Yes, it's IPv6. The thing you linked basically took one of the interoperability methods of v6 and described it in weird terms.

You don't do dual stack with v6 either, unless you want to -- you can do the incremental rollout and tangible relief thing with v6 just fine. (But it turns out most people do want to do dual stack.)


Is this some kind of attempt at gaslighting? If IPv6 gave tangible relief, then IPv4 today would not be an important mainstay of the Internet. I recommend you read the article I posted, and see how different things could have been, and how completely botched IPv6 rollout has become, that it is just not taken seriously except by some die hard cultists and mobile/telco (which can be done because they pretty much get full configuration of your networking stack).

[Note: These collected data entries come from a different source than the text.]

Issue #376, opened 2019-01-23
Calls to set_user_default_selection should be POST or PUT


jonespm:
The calls to set_user_default_selection are via GET. 

A GET request should be able to be cached and have a predictable result.
https://softwareengineering.stackexchange.com/a/188861/169485

In HTTP the correct very is PUT to update, or POST to create (or often also update).

jennlove-um:
I am able to set and reset the defaults on both the Files Accessed and Assignment Planning pages.  The correct default displays for the student.

PR #377, opened 2019-01-24
#376 making the set default calls as PUT

pushyamig:
#376, Making the call that save the default as PUT instead of GET. Followed the guidelines prescribed by Django doc
https://docs.djangoproject.com/en/2.1/ref/csrf/#acquiring-the-token-if-csrf-use-sessions-or-csrf-cookie-httponly-is-true

### DIFF
--- a/dashboard/static/js/controllers.js
+++ b/dashboard/static/js/controllers.js
@@ -1,10 +1,10 @@
-visApp.controller('mainController', ['$scope', 'Get','$location', '$anchorScroll', function($scope, Get,$location,$anchorScroll) {
+visApp.controller('mainController', ['$scope', 'Service','$location', '$anchorScroll', function($scope, Service,$location,$anchorScroll) {
     function dataCall(call, default_value){
         if (typeof default_value !== 'undefined') {
             $scope.percent_filter = default_value;
         }
         var dataFile = '/api/v1/courses/' + dashboard.course_id + '/assignments?percent=' + $scope.percent_filter;
-        Get.getData(dataFile).then(function (data) {
+        Service.getData(dataFile).then(function (data) {
             if (_.isEmpty(data.data)) {
                 $scope.plan = [];
                 $scope.progress = [];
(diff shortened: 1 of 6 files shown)


dashboard/static/js/controllers.js
```diff
@@ -71,8 +71,9 @@ visApp.controller('mainController', ['$scope', 'Get','$location', '$anchorScroll
     $scope.sendDefaults = function () {
         $scope.isResetMyDefaultCheckboxEnabled = false;
         if ($scope.default_selection_model) {
-            var defaultsURL = '/api/v1/courses/' + dashboard.course_id + '/set_user_default_selection?assignment=' + $scope.percent_filter;
-            Get.getData(defaultsURL).then(function (data) {
+            var url = '/api/v1/courses/' + dashboard.course_id + '/set_user_default_selection';
+            let putData = {"assignment":$scope.percent_filter};
```
jonespm: Nice, this actually looks better than the old code too.

dashboard/static/js/file_access_within_week.js
```diff
@@ -584,18 +584,30 @@ default_selection_logic_on_grade_selection = function(){
...
-        if (initResult.default === 'fail') {
-            $("#label_for_default_selection").html(SETTING_NOT_UPDATED_MSG);
-            $('#default_selection').prop('checked', false);
-            return;
+    let data = {"file":selection};
+    // https://docs.djangoproject.com/en/2.1/ref/csrf/#acquiring-the-token-if-csrf-use-sessions-or-csrf-cookie-httponly-is-true
+    $.ajax({
+        url: "/api/v1/courses/" + dashboard.course_id + "/set_user_default_selection",
+        method: 'PUT',
+        data: JSON.stringify(data),
```
jonespm: I think you want to set the contentType here to application/json

`    contentType: "application/json; charset=utf-8",
`

jonespm: Do you know why this has to be json encoded at all Rather than just plain ol x-www-form-urlencoded? 

I'll send a diff suggestion in a sec.

jonespm: Nevermind, it *sounds* like the problem is it's hard to get the angular form to send regular application/x-www-form-urlencoded data. I'd just add this contentType here and leave it as-is. 

Othewise this jquery is sending this as 
"Content-Type: application/x-www-form-urlencoded; charset=UTF-8"

pushyamig: Done updated to json content type

pushyamig: I think if the format is json when it reaches backend the parsing json is better. I looked few code sample they were using json format with PUT call and felt of doing the same. i did not think much on this

jonespm: I the code having it urlencoded I just had to pass to QueryDict and it came out almost the same as this code. But I couldn't get Angular to do anything different than json easy so just gave up. Seemed about the same though.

I guarantee, we will be having this same exact discussion 10 years from now. And then so on, and so on.


Nope, not at all. Everything I said is true. v6 supports deploying in the way described in that article, and you can do it today if you want.

If you don't want to deploy v6 like that, consider why -- because the people who live in the world described by that article will also have the same reasons as you to not deploy it that way.

> If IPv6 gave tangible relief, then IPv4 today would not be an important mainstay of the Internet

No, that argument doesn't hold. v6 can give tangible relief even while v4 is an important mainstay of the Internet. You only have to listen to the people doing CGNAT, or the people turning on v6-mostly and seeing their v4 address use drop by 75% to hear examples of that.

Deployments of v6 reduce the pressure on v4, because they allow us to deploy new networks without needing v4 and because migrating existing networks frees up v4 that can be repurposed. This is also a benefit that's making v4 more viable that it would be without v6.

Plus you're making assumptions about the time needed to replace the Internet's L3 protocol. It's nice to fantasize about finishing it in 10 years, but that doesn't mean that finishing it in 10 years is realistically possible. Deployment of v6 is ongoing and v4's importance is dropping over time; you can't know what the ultimate impact of v6 will be until we're finished deploying it.

There was always going to be a long tail of v4-only hosts, no matter what we did. That's why v6 has a large number of compatibility methods for dealing with them (yes, including the method described in the linked article). It wouldn't be possible to deploy it at all if it didn't.